Serum interleukin (IL)-17 concentrations have been reported to be increased in systemic lupus erythematosus (SLE), but associations with clinical characteristics are not well understood. We characterized clinical associations of serum IL-17 in SLE.
We quantified IL-17 in serum samples from 98 SLE patients studied cross-sectionally, and in 246 samples from 75 of these patients followed longitudinally over two years. Disease activity was recorded using the SLE Disease Activity Index (SLEDAI)-2k. Serum IL-6, migration inhibitory factor (MIF), and B cell activating factor of the tumour necrosis factor family (BAFF) were also measured in these samples.
Serum IL-17 levels were significantly higher in SLE patients compared to healthy donors (P <0.0001). No correlation was observed between serum IL-17 and SLEDAI-2k, at baseline or during longitudinal follow-up. However, we observed that SLEDAI-2k was positively correlated with IL-17/IL-6 ratio. Serum IL-17 was significantly increased in SLE patients with central nervous system (CNS) disease (P = 0.0298). A strong correlation was observed between serum IL-17 and IL-6 (r = 0.62, P <0.0001), and this relationship was observed regardless of disease activity and persisted when integrating cytokine levels over the period observed (r = 0.66, P <0.0001). A strong correlation of serum IL-17 was also observed with serum BAFF (r = 0.64, P <0.0001), and MIF (r = 0.36, P = 0.0016).
Serum IL-17 concentration correlates poorly with SLE disease activity but is significantly elevated in patients with CNS disease. IL-17/IL-6 ratio may be more useful than IL-17 or IL-6 alone to characterize Th17-driven disease, such as SLE. The association of other cytokines with serum IL-17 suggests that IL-17 may drive activation of diverse immune pathways in SLE.

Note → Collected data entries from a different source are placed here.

PR #18643, opened 2026-01-07
[Relax] Add FRelaxInferLayout for scatter_nd operator

guan404ming:
## Why

The scatter_nd operator was missing FRelaxInferLayout attribute, which is needed for proper layout transformation during model optimization.

### How

- Added InferLayoutScatterND function that uses data tensor's layout for output since scatter_nd maintains input shape
- Registered FRelaxInferLayout attribute


guan404ming:
cc @tlopex @mshr-h

guan404ming:
Thanks!

PR #18649, opened 2026-01-09
[Relax] Remove obsolete TODO comments

guan404ming:
- Remove TODO about `ctx->ReportWarning()` since LOG(WARNING) is the standard pattern
- Remove TODO about skipping type params/constraints since the current FuncType implementation only contains arg_types and ret_type fields. `type_params` and `type_constraints` don't exist in the codebase.
- Fixed typo in warning message


guan404ming:
Thanks @cchung100m 
cc @tlopex @mshr-h

PR #18650, opened 2026-01-09
[Relax] Move SymbolicMatcher to tir/analysis

guan404ming:
## Why

The SymbolicMatcher class was previously embedded in src/relax/transform/fuse_tir.cc, making it unavailable for use by other TIR passes. A TODO comment indicated it should be moved to the tir folder for better organization and reusability.

## How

据报道,系统性红斑狼疮(SLE)患者血清白细胞介素(IL)-17浓度升高,但与临床特征的关联尚不清楚。我们对SLE患者血清IL-17的临床关联进行了特征分析。
我们对98例进行横断面研究的SLE患者的血清样本以及其中75例患者在两年内进行纵向随访的246份样本中的IL-17进行了定量分析。使用SLE疾病活动指数(SLEDAI)-2k记录疾病活动情况。还对这些样本中的血清IL-6、迁移抑制因子(MIF)和肿瘤坏死因子家族的B细胞活化因子(BAFF)进行了检测。
与健康供者相比,SLE患者的血清IL-17水平显著更高(P<0.0001)。在基线或纵向随访期间,未观察到血清IL-17与SLEDAI-2k之间存在相关性。然而,我们观察到SLEDAI-2k与IL-17/IL-6比值呈正相关。患有中枢神经系统(CNS)疾病的SLE患者血清IL-17显著升高(P = 0.0298)。观察到血清IL-17与IL-6之间存在强相关性(r = 0.62,P<0.0001),无论疾病活动情况如何均观察到这种关系,并且在观察期间整合细胞因子水平时这种关系仍然存在(r = 0.66,P<0.0001)。还观察到血清IL-17与血清BAFF(r = 0.64,P<0.0001)和MIF(r = 0.36,P = 0.0016)之间存在强相关性。
血清IL-17浓度与SLE疾病活动的相关性较差,但在CNS疾病患者中显著升高。IL-17/IL-6比值可能比单独的IL-17或IL-6更有助于表征Th17驱动的疾病,如SLE。其他细胞因子与血清IL-17的关联表明,IL-17可能驱动SLE中多种免疫途径的激活。